And 20 years from now?



### HPC plus 20 years

- Role of FPGAs? depends on competing technologies (multi core, etc..)
- All technologies will be array based; impossible to manage / design /validate singular designs
- All technologies severely limited by software that enable applications to exploit parallelism. Need a rethinking of
  - Architecture
  - Compilers
  - User interface



### Multi Core plus 20

- It's difficult to see where today's multi core goes.
   Limited by fixed isp, fixed interconnect, fixed memory access protocols
- Frequency (limited by power density) remains relatively static, 2-4 x
- Why 1000 or 10,000 cores per die (and 90% devoted to cache), when memory is already the bottleneck.
- A more generalized, flexible array technology?
- Programming model will evolve away from current (sequentially oriented) models.



### FPGA for HPC plus 20

- Computational density increases by 1000 to 10,000 (technology, circuitry, coarser grain)
- The FPGA with 2 personalities: fine and arithmetic (HPC)
- Frequency (again) relatively static
- Software DFM oriented; more/better application mapping tools
- Multi channel choreographed memory access now, later memory on die, customizable memory interconnects
- For coarser grain array technology, a convergence with flexible multi core? What is the grain in coarse grain?

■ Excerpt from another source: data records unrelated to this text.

PR #2793, opened 2022-01-25
KTOR-3740 Support routing scoped plugins in hooks

Ololoshechkin:
https://youtrack.jetbrains.com/issue/KTOR-3740


ktor-server/ktor-server-core/jvmAndNix/src/io/ktor/server/application/CreatePluginUtils.kt
```diff
@@ -198,5 +198,6 @@ private fun <Configuration : Any, Plugin : ApplicationPluginBuilder<Configuratio
         it.action(pipeline.sendPipeline)
     }
 
-    hooks.forEach { it.install(application) }
+    println("   installing hooks: ${hooks.size}")
```
e5l, line 201: please drop println

e5l (approved):
please update API dump as well

PR #2797, opened 2022-01-25
KTOR-3730 Flush unread bytes after readAvailable

jhead:
**Subsystem**

- ktor-io (jvm)
- loosely related to Apache client engine

**Motivation**

https://youtrack.jetbrains.com/issue/KTOR-3730

**Solution**

This `readAvailable` variant provides `block` with a buffer and tracks how many bytes were read. After executing `block`, any unread bytes are moved back to `pendingToFlush`. This change flushes those _unread_ bytes back to `availableForRead` so that subsequent `readAvailable` calls are able to read them.

Also adds tests, including one that would have caught this issue.


ktor-io/jvm/test/io/ktor/utils/io/ByteBufferChannelTest.kt
```diff
@@ -97,6 +97,72 @@ class ByteBufferChannelTest {
...
+            }
+            assertEquals(dataSize, secondRead)
+        }
+
+        try {
+            withTimeout(2500) { job.join() }
+        } catch (e: TimeoutCancellationException) {
+            fail("All bytes should be written to and read from the channel")
+        }
+    }
```
jhead, line 130: this new test fails without the fix

e5l (approved):

e5l:
Hey @jhead, thanks for the PR. LGTM, merged!

PR #2812, opened 2022-01-27
KTOR-3661 Refactor Compression to new API

rsinukov:


ktor-server/ktor-server-plugins/ktor-server-compression/jvm/src/io/ktor/server/plugins/compression/Compression.kt
```diff
@@ -15,65 +15,53 @@ import io.ktor.util.cio.*
...
-     * Conditions for the encoder
-     */
-    val conditions: List<ApplicationCall.(OutgoingContent) -> Boolean>,
-    /**
-     * Priority of the encoder
-     */
-    val priority: Double
-)
+    class Context(private val pipelineContext: PipelineContext<Any, ApplicationCall>) {
+        fun transformBody(block: (OutgoingContent) -> OutgoingContent?) {
```
Ololoshechkin, line 27: What happens if ` OutgoingContent?` is `null`?

Ololoshechkin (approved):

ktor-server/ktor-server-plugins/ktor-server-compression/jvm/src/io/ktor/server/plugins/compression/Compression.kt
rsinukov: It means that the body could not be transformed and the plugin will keep the old body

PR #2818, opened 2022-01-28
KTOR-789 Use UTF-8 as default charset for text and forms

rsinukov:
According to  https://www.rfc-editor.org/rfc/rfc2046.html#section-4.1.2 the default charset to `Text/*` is ASCII, so using `Charsets.ISO_8859_1` doesn't make sense here. `Application/json` and other popular types have `UTF-8` as default charset.


e5l (approved):
lgtm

### BUT, what about place and route?



The more clusters to place and route, the more the runtime.
Data from 09, no better now

Runtime constraints for P&R time

Chin and Wilton, "Modeling ...FPGA... Place and Route Runtime, FPL 09



### BUT, what about the user?

- Over the decade 1999-2009 the literature seems to indicate that P&R time has increased by at least 10x, even as the P&R execution HW became 10x faster.
- HPC applications need to deal with large number of clusters (DFG nodes), now at 10 hour P&R.
- And what about 20 years from now? Months to do a P&R for HPC? One would think that P&R is the stepchild application for HPC. Why not vendor P&R HPC cloud?
- Larger issue is application mapping (source to run) User concerns: time to implement and time to execute, not circuitry or silicon



#### Comments

- In HPC the success of FPGA acceleration points to the weakness of evolutionary approaches to parallel processing: hardware (multi core) and software (C++, etc.), at least for these HPC applications.
- The automation of acceleration is still early on; still required: tools, methodology for writing apps., analysis methodology and (probably) a new hardware basis (coarser grain, less P&R time).



#### Conclusions

- There's a role for FPGAs in HPC if underlying software problems can be solved.
- In HPC the parallel approach demands rethinking algorithms, programming approach and environment and underlying hardware.
- There's a lot of research ahead to effectively create parallel translation and array based technology.